**Your goal:**
Output the data below line for line, exactly, up to and including the line where "Add Alibaba Cloud" appears.

Data in this exercise: Begin

PR #27882, opened 2026-04-01
feat(Alibaba Cloud Chat Model Node): Add new node

DawidMyslak:
## Summary

Add Alibaba Cloud Chat Model as a LangChain sub-node (`lmChatAlibabaCloud`) that connects to the AI Agent via DashScope's OpenAI-compatible API.

**[Loom Recording](https://www.loom.com/share/7d83f48e979c48c3a93f71ef747ed645)**

### What it does

- New credential (`alibabaCloudApi`) with API key and hidden DashScope international base URL
- New chat model node in `@n8n/nodes-langchain` using `ChatOpenAI` with custom base URL (same pattern as DeepSeek, xAI Grok, OpenRouter)
- Dynamic model loading via `GET /models` endpoint, default model: `qwen-plus`
- Configurable options: temperature, top-p, frequency/presence penalty, max tokens, response format (text/JSON), timeout, retries
- Alibaba Cloud SVG icon

### How to test

1. Get a DashScope API key from [Alibaba Cloud Model Studio](https://www.alibabacloud.com/help/en/model-studio/get-api-key)
2. Create a workflow with AI Agent node
3. Connect the new "Alibaba Cloud Chat Model" sub-node to the Agent's Chat Model input
4. Configure credentials with the API key
5. Select a Qwen model (e.g. `qwen-plus`, `qwen-turbo`, `qwen3-max`)
6. Run the workflow and verify the Agent can use the model for chat completions

## Related Linear tickets, Github issues, and Community forum posts

https://linear.app/n8n/issue/NODE-4774

## Review / Merge checklist

- [x] PR title and summary are descriptive. ([conventions](../blob/master/.github/pull_request_title_conventions.md))
- [ ] [Docs updated](https://github.com/n8n-io/n8n-docs) or follow-up ticket created.
- [x] Tests included.
- [ ] PR Labeled with `release/backport` (if the PR is an urgent fix that needs to be backported)

<details>
<summary>Implementation plan</summary>

# Alibaba Cloud Chat Model Node

## Context

Linear ticket [NODE-4774](https://linear.app/n8n/issue/NODE-4774) requests an AI Agent model node for Alibaba Cloud/Qwen. This is separate from [PR #27814](https://github.com/n8n-io/n8n/pull/27814), which adds a standalone node in `nodes-base`. Our node lives in `@n8n/nodes-langchain` and implements `supplyData` to connect with the AI Agent.

[...]

PR #27814, opened 2026-03-31
feat(Model Studio Node): New Node

dmolenaars:
## Summary

Add the initial version of the Alibaba Cloud Model Studio Node with the "Text", "Image", and "Video" resources which utilize the Qwen, Z-Image, and Wan models from Alibaba Cloud Model Studio.

### Features
**Text Operations**
Message: Chat completions with Qwen models (Qwen3 Max, Qwen3.5 Plus/Flash, and various MoE variants). Supports multi-turn conversations, web search, and configurable parameters (temperature, top-p, top-k, repetition penalty, etc.)
**Image Operations**
Analyze: Vision-language analysis using Qwen-VL models to answer questions about images
Generate: Text-to-image generation with Z-Image Turbo, Wan 2.6 T2I, and Qwen Image models. Supports multiple resolutions and prompt enhancement
Download: Save generated images as binary files
**Video Operations**
Text to Video: Generate videos from text prompts using Wan 2.6 T2V (720P/1080P, 2-15 seconds, single/multi-shot)
Image to Video: Animate still images with optional motion prompts using Wan 2.6 I2V models
Download: Save generated videos as MP4 binary files

## Review / Merge checklist

- [ ] PR title and summary are descriptive. ([conventions](../blob/master/.github/pull_request_title_conventions.md)) 
- [ ] [Docs updated](https://github.com/n8n-io/n8n-docs) or follow-up ticket created.
- [ ] Tests included. 
- [ ] PR Labeled with `Backport to Beta`, `Backport to Stable`, or `Backport to v1` (if the PR is an urgent fix that needs to be backported)

PR #27928, opened 2026-04-01
feat(Alibaba Cloud Model Studio Node): Add new node

DawidMyslak:
## Summary

Add the Alibaba Cloud Model Studio standalone node, based on community PR #27814 by @dmolenaars, integrated into core with review feedback applied.

**[Loom recording](https://www.loom.com/share/bfb7eddbe55d4a27a08120ac3970771e)**

### Features
- **Text**: Chat completions with Qwen models (Qwen3 Max, Qwen3.5 Plus/Flash, MoE variants). Supports multi-turn conversations, web search, and configurable parameters. Includes tool connector for AI Agent integration.
- **Image**: Vision-language analysis (Qwen-VL), text-to-image generation with auto-download (Z-Image Turbo, Wan 2.6 T2I, Qwen Image).
- **Video**: Text-to-video and image-to-video generation (Wan 2.6 T2V/I2V) with async polling, plus video download.

### Architecture notes
- **Model lists are currently static**, matching the original community PR. The DashScope native API does not expose a unified `/models` endpoint filtered by capability. However, the OpenAI-compatible API (`/compatible-mode/v1/models`) is available and can be used in a follow-up to switch to dynamic model loading — this is fully backward compatible since the parameter name (`modelId`) and type (`options`) won't change.
- **Telemetry**: The text model parameter uses `modelId` (matching OpenAI/Gemini/Anthropic convention) and the node is registered in `AI_VENDOR_NODE_TYPES` for analytics tracking.

### Changes from community PR
- Relocated node from `nodes-base` to `nodes-langchain/nodes/vendors/` (matching OpenAI, Gemini, Anthropic pattern)
- Unified credential to shared `AlibabaCloudApi` in `nodes-langchain/credentials/` (matching PR #27882's pattern) with region selector and workspace ID for Frankfurt
- Fixed codex identifier, removed unused `requestDefaults` and `routing` blocks
- Renamed snake_case parameter names to camelCase per n8n conventions
- Replaced `throw new Error()` with `NodeOperationError`
- Removed `extends IDataObject` from request body interface
- Set `usableAsTool: true`, human-readable model display names
- Extracted `versionDescription.ts` following vendor node pattern
- Added dynamic `inputs` for Tools connector on text/message operation
- Auto-download generated images as binary data (matching Gemini behavior)
- Removed redundant Download Image operation (generate now handles it)
- Renamed text model parameter to `modelId` for telemetry compatibility
- Added Frankfurt workspace ID validation with `UserError`
- Unified `simplifyOutput` and `pairedItem` formats across all operations
- Added node type constant to `AI_VENDOR_NODE_TYPES` for telemetry

https://linear.app/n8n/issue/NODE-4759

Based on community contribution: https://github.com/n8n-io/n8n/pull/27814

## Review / Merge checklist

- [x] Tests included.


packages/@n8n/nodes-langchain/nodes/vendors/AlicloudModelStudio/AlicloudModelStudio.node.ts
```diff
@@ -0,0 +1,12 @@
+import type { IExecuteFunctions, INodeExecutionData, INodeType } from 'n8n-workflow';
+
+import { router } from './actions/router';
+import { versionDescription } from './actions/versionDescription';
+
+export class AlicloudModelStudio implements INodeType {
```
RomanDavydchuk: The chat model node is named `LmChatAlibabaCloud`, i.e. with a `AlibabaCloud` and not `Alickoud`, should we keep this consistent?

packages/@n8n/nodes-langchain/nodes/vendors/AlibabaCloud/transport/index.ts
```diff
@@ -0,0 +1,124 @@
...
+};
+
+const REGION_BASE_URLS: Record<string, string> = {
+	'ap-southeast-1': 'https://dashscope-intl.aliyuncs.com',
+	'us-east-1': 'https://dashscope-us.aliyuncs.com',
+	'cn-beijing': 'https://dashscope.aliyuncs.com',
+	'cn-hongkong': 'https://cn-hongkong.dashscope.aliyuncs.com',
+};
+
+export function getBaseUrl(credentials: IDataObject): string {
```
RomanDavydchuk, line 18: Should we reuse the helper introduced in the chat model node PR?

packages/@n8n/nodes-langchain/nodes/vendors/AlicloudModelStudio/transport/index.ts
```diff
@@ -0,0 +1,124 @@
...
+		this,
+		'alibabaCloudApi',
+		options,
+	);
+
+	// DashScope returns `error: null` on success; normalize to `undefined` so downstream
+	// checks like `if (response.error)` don't see a key that looks like an error field.
+	if (response && response.error === null) {
+		response.error = undefined;
+	}
```
RomanDavydchuk: If the goal is to remove the `error` key entirely from the object, I think it's better to use `delete`

packages/@n8n/nodes-langchain/nodes/vendors/AlibabaCloud/actions/router.ts
RomanDavydchuk, line 1: While this is not something that should be changed, I think it's worth pointing out that the nodes that use this "router pattern" usually have a bit simpler logic for routing to different operations, instead of just `if/else`s, example: https://github.com/n8n-io/n8n/blob/e016b552106ece56d56aa4f82833acebdbb2a5ee/packages/%40n8n/nodes-langchain/nodes/vendors/OpenAi/v2/actions/router.ts#L30

packages/@n8n/nodes-langchain/nodes/vendors/AlibabaCloud/actions/text/message.operation.ts
```diff
@@ -0,0 +1,325 @@
...
+		operation: ['message'],
+		resource: ['text'],
+	},
+};
+
+export const description = updateDisplayOptions(displayOptions, properties);
+
+// All current dropdown models are multimodal. This list exists so that non-multimodal models
+// added later (e.g. via dynamic loading) are automatically routed to the text-generation endpoint.
+const MULTIMODAL_MODELS = [
```
RomanDavydchuk, line 251: I don't like hardcoded models here just like in the params, but I'm not sure if there is a good way to get around this, since this list is defined in the code and not a node parameter. We might need to just accept it and deal with it

packages/@n8n/nodes-langchain/nodes/vendors/AlicloudModelStudio/actions/text/message.operation.ts
```diff
@@ -0,0 +1,325 @@
...
+						displayName: 'Role',
+						name: 'role',
+						type: 'options',
+						options: [
+							{
+								name: 'User',
+								value: 'user',
+							},
+							{
+								name: 'System',
```
RomanDavydchuk: I'm not sure if it's a good idea to have `system` as one of the options here, given system prompts can only be specified once and not a part of the conversation, but rather exist separately. Other nodes usually provide a `System Message` as a separate option, example: https://github.com/n8n-io/n8n/blob/e016b552106ece56d56aa4f82833acebdbb2a5ee/packages/%40n8n/nodes-langchain/nodes/vendors/Anthropic/actions/text/message.operation.ts#L163

packages/@n8n/nodes-langchain/nodes/vendors/AlicloudModelStudio/actions/text/message.operation.ts
```diff
@@ -0,0 +1,325 @@
...
+	const output = isMultimodal
+		? (response.output?.choices?.[0]?.message?.content?.[0]?.text as string) || ''
+		: response.output?.text || response.output?.choices?.[0]?.message?.content || '';
+
+	return {
+		json: simplifyOutput
+			? { text: output }
+			: {
+					model,
+					response: output,
```
RomanDavydchuk: Let's maybe keep the field names the same in both simplified and "full" output?

packages/@n8n/nodes-langchain/nodes/vendors/AlicloudModelStudio/actions/versionDescription.ts
```diff
@@ -0,0 +1,69 @@
...
+	codex: {
+		alias: ['qwen', 'dashscope', 'alibaba', 'model studio', 'video', 'image'],
+		categories: ['AI'],
+		subcategories: {
+			AI: ['Agents', 'Miscellaneous', 'Root Nodes'],
+		},
+		resources: {
+			primaryDocumentation: [
+				{
+					url: 'https://www.alibabacloud.com/help/en/model-studio',
```
RomanDavydchuk: This is meant to be a link to n8n docs

packages/@n8n/nodes-langchain/nodes/vendors/AlibabaCloud/actions/text/message.operation.ts
RomanDavydchuk, line 1: One question regarding this operation as a whole: should we add tool support? Currently all standalone AI nodes have tool support for `message` operation, so I think it won't hurt, but will increase scope, obviously

packages/@n8n/nodes-langchain/nodes/vendors/AlicloudModelStudio/actions/image/generate.operation.ts
```diff
@@ -0,0 +1,228 @@
...
+import { updateDisplayOptions } from 'n8n-workflow';
+import { apiRequest } from '../../transport';
+import type { IImageOptions, IModelStudioRequestBody } from '../../helpers/interfaces';
+
+const properties: INodeProperties[] = [
+	{
+		displayName: 'Model',
+		name: 'imageModel',
+		type: 'options',
+		options: [
```
RomanDavydchuk: Same here, can this be not hardcoded?

packages/@n8n/nodes-langchain/nodes/vendors/AlicloudModelStudio/actions/image/generate.operation.ts
```diff
@@ -0,0 +1,228 @@
+import type { INodeProperties, IExecuteFunctions, INodeExecutionData } from 'n8n-workflow';
+import { updateDisplayOptions } from 'n8n-workflow';
+import { apiRequest } from '../../transport';
+import type { IImageOptions, IModelStudioRequestBody } from '../../helpers/interfaces';
+
+const properties: INodeProperties[] = [
+	{
+		displayName: 'Model',
+		name: 'imageModel',
```
RomanDavydchuk: Is it intentional that the name is not `modelId`? Because we rely on the model field to be named exactly `modelId` for telemetry: https://github.com/n8n-io/n8n/blob/e016b552106ece56d56aa4f82833acebdbb2a5ee/packages/workflow/src/telemetry-helpers.ts#L647

packages/@n8n/nodes-langchain/nodes/vendors/AlicloudModelStudio/actions/image/analyze.operation.ts
```diff
@@ -0,0 +1,159 @@
+import type { INodeProperties, IExecuteFunctions, INodeExecutionData } from 'n8n-workflow';
+import { updateDisplayOptions } from 'n8n-workflow';
+import { apiRequest } from '../../transport';
+import type { IModelStudioRequestBody } from '../../helpers/interfaces';
+
+const properties: INodeProperties[] = [
+	{
+		displayName: 'Model',
+		name: 'visionModel',
```
RomanDavydchuk: Same question as with `imageModel`

packages/@n8n/nodes-langchain/nodes/vendors/AlibabaCloud/actions/image/analyze.operation.ts
```diff
@@ -0,0 +1,159 @@
...
+				value: 'qwen3-vl-plus',
+				description: 'Enhanced vision-language model',
+			},
+		],
+		default: 'qwen3-vl-flash',
+		description: 'The model to use for image analysis',
+	},
+	{
+		displayName: 'Image URL',
+		name: 'imageUrl',
```
RomanDavydchuk, line 45: Two questions regarding this param:
1. Is it only possible to pass in the URL? Or can we pass base64 data too? If so, would be nice to support binary input here
2. Can multiple images be attached? If so, we might want to allow users to specify multiple URLs separated by commas

packages/@n8n/nodes-langchain/nodes/vendors/AlicloudModelStudio/actions/image/analyze.operation.ts
```diff
@@ -0,0 +1,159 @@
...
+	);
+
+	const output = (response.output?.choices?.[0]?.message?.content?.[0]?.text as string) || '';
+
+	return {
+		json: simplifyOutput
+			? { text: output }
+			: {
+					model: visionModel,
+					response: output,
```
RomanDavydchuk: Same as for `message` operation regarding field names

packages/@n8n/nodes-langchain/nodes/vendors/AlicloudModelStudio/actions/video/generate.t2v.operation.ts
```diff
@@ -0,0 +1,207 @@
...
+	INodeProperties,
+} from 'n8n-workflow';
+import { NodeOperationError, updateDisplayOptions } from 'n8n-workflow';
+import { apiRequest, pollTaskResult } from '../../transport';
+import type { IModelStudioRequestBody } from '../../helpers/interfaces';
+
+export const properties: INodeProperties[] = [
+	{
+		displayName: 'Model',
+		name: 'videoModel',
```
RomanDavydchuk: Same question regarding model field name

packages/@n8n/nodes-langchain/nodes/vendors/AlicloudModelStudio/actions/video/generate.t2v.operation.ts
```diff
@@ -0,0 +1,207 @@
...
+			},
+		],
+		default: 'single',
+		description: 'Whether to generate a single-shot or multi-shot narrative video',
+	},
+	{
+		displayName: 'Simplify Output',
+		name: 'simplifyOutput',
+		type: 'boolean',
+		default: false,
```
RomanDavydchuk: Usually we have `simpify` with `default: true`, any reason why it's `false` here?

packages/@n8n/nodes-langchain/nodes/vendors/AlicloudModelStudio/actions/video/generate.t2v.operation.ts
```diff
@@ -0,0 +1,207 @@
...
+				default: true,
+				description: 'Whether to generate audio for the video',
+			},
+			{
+				displayName: 'Audio URL',
+				name: 'audioUrl',
+				type: 'string',
+				default: '',
+				placeholder: 'https://example.com/audio.mp3',
+				description: 'Public URL to an audio file to use for the video',
```
RomanDavydchuk: Can we support binary data here as well?

packages/@n8n/nodes-langchain/nodes/vendors/AlicloudModelStudio/actions/video/generate.i2v.operation.ts
```diff
@@ -0,0 +1,223 @@
...
+	INodeProperties,
+} from 'n8n-workflow';
+import { NodeOperationError, updateDisplayOptions } from 'n8n-workflow';
+import { apiRequest, pollTaskResult } from '../../transport';
+import type { IModelStudioRequestBody } from '../../helpers/interfaces';
+
+export const properties: INodeProperties[] = [
+	{
+		displayName: 'Model',
+		name: 'i2vModel',
```
RomanDavydchuk: Same as other places

packages/@n8n/nodes-langchain/nodes/vendors/AlibabaCloud/actions/video/generate.i2v.operation.ts
```diff
@@ -0,0 +1,223 @@
...
+		description: 'The model to use for image-to-video generation',
+	},
+	{
+		displayName: 'Image URL',
+		name: 'imgUrl',
+		type: 'string',
+		required: true,
+		default: '',
+		placeholder: 'https://example.com/image.png',
+		description: 'The URL of the first-frame image to generate video from',
```
RomanDavydchuk, line 54: I assume here we can only support 1 image, given the description says `The URL of the first-frame image to generate video from`, but can we support binary data here?

packages/@n8n/nodes-langchain/nodes/vendors/AlicloudModelStudio/actions/video/generate.i2v.operation.ts
```diff
@@ -0,0 +1,223 @@
...
+			},
+		],
+		default: 'single',
+		description: 'Whether to generate a single-shot or multi-shot narrative video',
+	},
+	{
+		displayName: 'Simplify Output',
+		name: 'simplifyOutput',
+		type: 'boolean',
+		default: false,
```
RomanDavydchuk: Same question as in text to video: why `false` and not `true`

packages/@n8n/nodes-langchain/nodes/vendors/AlicloudModelStudio/actions/video/generate.i2v.operation.ts
```diff
@@ -0,0 +1,223 @@
...
+				default: true,
+				description: 'Whether to generate audio for the video',
+			},
+			{
+				displayName: 'Audio URL',
+				name: 'audioUrl',
+				type: 'string',
+				default: '',
+				placeholder: 'https://example.com/audio.mp3',
+				description: 'Public URL to an audio file to use for the video',
```
RomanDavydchuk: Same question as in text to video operation

packages/@n8n/nodes-langchain/nodes/vendors/AlicloudModelStudio/actions/video/download.operation.ts
RomanDavydchuk, line 1: Code here looks good, but I do wonder if it would be better to do something similar to the generate image operation and add a toggle like "Download Video" to I2V and T2V operations? I know that the Gemini node follows the same pattern with a separate operation, but a toggle might be a better UX. Could be something to ask product/design

RomanDavydchuk (changes requested):
Looks good mostly, don't see any issues that would stop the node from working, but I did leave quite a few questions and comments regarding UX and other small implementation details. Also, I still wasn't able to create an account to manually test, so I'll trust the Loom video you prodided

Regarding the model selection being hardcoded: I'm not a fan since today new models tend to come out rather frequently, so it's a pain to maintain it. Maybe we should use the compatible API, like you mentioned, since it's already in use in the chat model node? And maybe then determine if a model is for text, image or video generation based on the name? Lastly, there is an array of multimodal models in the code and it would also be hard to maintain, maybe even harder, since it's buried in the code and not a node parameter. I'm not sure whether there is a good way to get rid of it, the only idea I have is to "flip the script" and have a list of models that are _not multimodal_, since going new models are multimodal mostly, I assume

packages/@n8n/nodes-langchain/nodes/vendors/AlicloudModelStudio/actions/text/message.operation.ts
DawidMyslak: I think I saw OpenAI doing the exact same thing, but generally agree with you, will change.
Screenshot 2026-04-07 at 15 05 07

packages/@n8n/nodes-langchain/nodes/vendors/AlibabaCloud/actions/image/analyze.operation.ts
DawidMyslak: Good question, I trusted the initial PR to only support a single URL. Let me explore more.

packages/@n8n/nodes-langchain/nodes/vendors/AlicloudModelStudio/actions/video/generate.t2v.operation.ts
DawidMyslak: Good catch, leftover from the original PR, let me tweak.

packages/@n8n/nodes-langchain/nodes/vendors/AlicloudModelStudio/actions/video/download.operation.ts
DawidMyslak: I see OpenAI node is doing something similar around binary vs url output. Will try to follow.

packages/@n8n/nodes-langchain/nodes/vendors/AlibabaCloud/actions/video/generate.t2v.operation.ts
```diff
@@ -0,0 +1,278 @@
...
+				type: 'string',
+				default: 'audio',
+				placeholder: 'e.g. audio',
+				hint: 'The name of the input field containing the binary audio data',
+				displayOptions: {
+					show: {
+						audioInputType: ['binary'],
+					},
+				},
+			},
```
RomanDavydchuk, line 163: We have [this](https://github.com/n8n-io/n8n/blob/4b3b40e2385b9e8be68a8f7f05e7aae4dedaf847/packages/frontend/editor-ui/src/features/ndv/parameters/components/ParameterInputWrapper.vue#L132) check on the frontend to display this tooltip:

Image

This won't work now because the name does not have `binaryPropertyName` (the first letter is upper case), but you can set `typeOptions.binaryDataProperty = true` to achieve the same effect

Also, we usually use `data` as the default value for binary property name, but it's not a problem to have it something else

packages/@n8n/nodes-langchain/nodes/vendors/AlibabaCloud/actions/video/generate.i2v.operation.ts
```diff
@@ -0,0 +1,340 @@
...
+				type: 'string',
+				default: 'audio',
+				placeholder: 'e.g. audio',
+				hint: 'The name of the input field containing the binary audio data',
+				displayOptions: {
+					show: {
+						audioInputType: ['binary'],
+					},
+				},
+			},
```
RomanDavydchuk, line 212: Same here regarding `audioBinaryPropertyName`, although `audio` as a default binary property name makes sense here, because we also have an image that can also come from binary, and it does already have `data` as default binary property name. So perhaps for the sake of consistency we can leave `default: 'audio'` for this and for the previous occurrence 🤷

packages/@n8n/nodes-langchain/nodes/llms/LmChatAlibabaCloud/alibaba-cloud-base-url.ts
```diff
@@ -1,14 +1,28 @@
...
 }
 
-export const BASE_URL_EXPRESSION = `={{ (${getBaseUrl.toString()})($credentials.region, $credentials.workspaceId) }}`;
+export const BASE_URL_EXPRESSION = `={{ (() => {
+	const hosts = ${JSON.stringify(REGION_BASE_HOSTS)};
+	const region = $credentials.region;
+	if (region === 'eu-central-1') {
+		return 'https://' + $credentials.workspaceId + '.eu-central-1.maas.aliyuncs.com/compatible-mode/v1';
+	}
+	return (hosts[region] || hosts['ap-southeast-1']) + '/compatible-mode/v1';
```
RomanDavydchuk: nit: can interpolate `COMPATIBLE_MODE_SUFFIX` here, since stringified `REGION_BASE_HOSTS` is already used in this expression

RomanDavydchuk (changes requested):
Looks really good, thanks for addressing the feedback! Left two comments regarding binary properties that are quick to fix and one small nit 😄

RomanDavydchuk (approved):
Tested locally and works nicely 🎉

Data in this exercise: End

**Task output:**
PR #27882, opened 2026-04-01
feat(Alibaba Cloud Chat Model Node): Add new node

DawidMyslak:
## Summary

Add Alibaba Cloud Chat Model as a LangChain sub-node (`lmChatAlibabaCloud`) that connects to the AI Agent via DashScope's OpenAI-compatible API.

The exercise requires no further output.